这是识破了他的伎俩,觉得他蠢得像头猪,笑话他的所作所为吗?
裴矜辞当真就这般厌烦他,说这次的贵女包他满意,也意味着日后不会再往雁**山送信。
他呼吸粗重,五指攥紧用力,眼眸死死盯着这头猪画像。
书案之前,来人笑声爽朗。
谢遇真慌忙俯身行礼,眼睁睁地看着这幅画落在白鹿皮靴上。
朱继齐俯身捡起画,忍不住噗嗤笑出了声。
“心上人画的?”
谢遇真保持着行礼的姿势,语气平静:“仇人所画。”
朱继齐摆手免礼,端详着这幅画:“朕还是第一次见你如此慌张,叛党可画不出这般有趣的画。”
谢遇真语无伦次:“并非叛党所画。”
朱继齐笑意更深了:“朕怎么不知除了叛党,你还有旁的仇人?”
谢遇真不语。
“朕倒是很喜这幅画,你若不喜,便送给朕吧。”
“圣上。”谢遇真连忙道,“如此粗鄙不堪的画,理应烧掉。”
朱继齐没理会:“那便是说可以送给朕了,这幅画是否烧掉的决定权已经在于朕了。”
谢遇真看着这位九五至尊的天子将猪头画收好,动作间带着不曾对任何珍宝有过的珍视。
更加确信了他的判断:朱继齐的确对裴矜辞动了心。
左右不过是一副猪头画,谢遇真并不稀罕,转而与天子看起舆图,分析雁**山春猎的下一步计划。
……
三月中旬,杏花飘香,春闱放榜。
京城的大街小巷上,青衫学子人潮涌动。
沈赫卿来得早,结果也在他意料之中,马不停蹄赶回镇国公府。
避贤庭内,裴矜辞坐在圈椅上看孤本,这些时日不再劳碌替谢遇真选贵女之事,她余下的时间很多。
甫一抬眸,见一年轻的青衫学子步履轻快地走来。
沈赫卿春风得意,脚步站定,语气难掩兴奋:“此次春闱放榜,我中了会元。”
裴矜辞欢快地指了指座位,由衷高兴:“沈表兄连中二元,好生厉害,未来一定会变得越来越好。”
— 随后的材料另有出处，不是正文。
PR #429, opened 2024-02-12
[TK] Add a TestLaunchContext for generating test dispatch IRs

Groverkss:
This patch changes the way we do grid bindings. It is now expected that the IndexingContext will have the workload values and the grid on construction will try to build it's dims using them. Currently, all symbols are assumed to have a constant value, so the grid is able to map workgroup calculations to constants.

Ideally, we would have support to parameterize the kernel by some symbols, which would be passed as workload bindings (We have no support for this currently).


core/shark_turbine/kernel/_support/indexing.py
```diff
@@ -122,20 +115,31 @@ class Grid(metaclass=_GridMeta, symbolic_shape=None):
...
     rank: int
 
-    def __init__(self, *dims: int):
-        rank = len(dims)
-        if self.symbolic_shape is not None:
-            if rank != len(self.symbolic_shape):
-                raise ValueError(
-                    f"Cannot create {type(self)}({', '.join(str(i) for i in dims)}): mismatched symbolic rank"
-                )
+    def __init__(self):
```
Groverkss, line 122: Instead of passing the grid bindings as inputs, I am now making the grid find out the symbol bindings from the IndexingContext, and if it cannot find a binding for the symbol, it should consider it a workload binding. Currently, this promotion to a workload binding is not implemented and every symbol is assumed to have a constant value.

core/shark_turbine/kernel/_support/indexing.py
```diff
@@ -122,20 +115,31 @@ class Grid(metaclass=_GridMeta, symbolic_shape=None):
...
+        else:
+            self.dims = []
 
-        self.dims = dims
         # Shadow the type rank with the actual, which makes it concrete
         # for the generic case.
-        self.rank = rank
+        self.rank = len(self.dims)
+
+    def __class_getitem__(
```
Groverkss, line 137: This is just to fix a type error. Metaclasses should not have __class_getitem__ on them.

core/shark_turbine/kernel/_support/tracing.py
```diff
@@ -404,9 +412,23 @@ def current() -> "LaunchContext":
             return DebugLaunchContext()
 
     def __enter__(self) -> "LaunchContext":
+        # Push an indexing context with the constand bindings for this launch
+        # context in it.
+        # TODO: Is this the most pythonic way to do this? Ask Stella before
```
Groverkss, line 417: Could use a look here. The LaunchContext by itself now also generates an IndexingContext.

core/shark_turbine/kernel/_support/indexing.py
```diff
@@ -122,20 +115,31 @@ class Grid(metaclass=_GridMeta, symbolic_shape=None):
     """Grid with bounding symbolic shape information in the type."""
 
     symbolic_shape: ClassVar[Optional[SymbolicShapeExpr]]
+    # TODO: dims should also allow dynamic dimensions.
+    dims: list[int]
```
stellaraccident, line 119: Not quite seeing why this belongs statically carried on the *type* like this. It also crosses a line that I was trying to hold: the type should not depend on an indexing context.

Fwiw, the symbolic shape can have expressions that are just constants.

stellaraccident: I think what you may be reaching for is an accessor or property of the type which gets a list of dims for the current indexing context (vs pre evaluating that at type construction time).

core/shark_turbine/kernel/_support/tracing.py
```diff
@@ -404,9 +412,23 @@ def current() -> "LaunchContext":
...
+        context.push(IndexingContext, idxc)
+        for s, val in self.constant_bindings.items():
+            idxc.bind_constant(s, val)
+
         return context.push(LaunchContext, self)
 
     def __exit__(self, exc_type, exc_val, exc_tb):
+        # Pop the indexing context created as part of this launch.
+        # TODO: Is this the most pythonic way to do this? Ask Stella before
+        # landing.
```
stellaraccident, line 429: I think I have a helper for this that the others use.

stellaraccident (commented):
First pass: I need to get this review on a bigger screen for a more detailed look.

core/shark_turbine/kernel/_support/indexing.py
Groverkss: I don't think this is being carried on the type. GridMeta is the type which has symbolic_shape, while Grid is an instance which knows how to resolve these shapes unless I'm understanding what you mean wrong.

stellaraccident: My bad - I was looking right past a GH folding bar and missed the second class definition. Was really confused.

core/shark_turbine/kernel/_support/tracing.py
stellaraccident: I think this is fine.

core/shark_turbine/kernel/compiler/host_codegen.py
```diff
@@ -0,0 +1,59 @@
...
+        func_op = func_d.FuncOp("isolated_benchmark", ftype)
+        arg_locs = [
+            (Location.name(b.name) if b.name is not None else Location.unknown())
+            for b in sig.kernel_buffer_input_bindings
+        ]
+        entry_block = func_op.add_entry_block(arg_locs)
+        with InsertionPoint(entry_block):
+            assert isinstance(entry_block, Block)
+            # Create a flow.dispatch op to the kernel
+
```
stellaraccident, line 51: Nit: Remove the blank line or add it above the comment.

stellaraccident (approved):
LG. I think this is just about at the carrying capacity of what we can do without a pass through for more fine grained tests and code organization.

core/shark_turbine/kernel/compiler/host_codegen.py
Groverkss: fixed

沈赫卿看着鲜活明媚的她:“对,我们的未来也会变得更好,明日前往皇觉寺,恰好可以还愿。”
“嗯,我们一起。”
翌日,天朗气清。
江羡玄衣劲装,一身凛冽,挥手让裴矜辞的车夫退下。
“三少夫人,今日前往皇觉寺,世子让属下护卫您与表公子出行,我负责驭马。”
裴矜辞淡淡地“嗯”了一声。
前头等在马车旁的谢云栖,笑着迎过来。
“三弟妹、表公子,五城兵马司三月旬休,我将三日的时间错开了。今日护卫之责,便由我与江侍卫一同担着。”
沈赫卿视线扫过谢云栖,强颜欢笑道:“那便有劳二爷了。”
……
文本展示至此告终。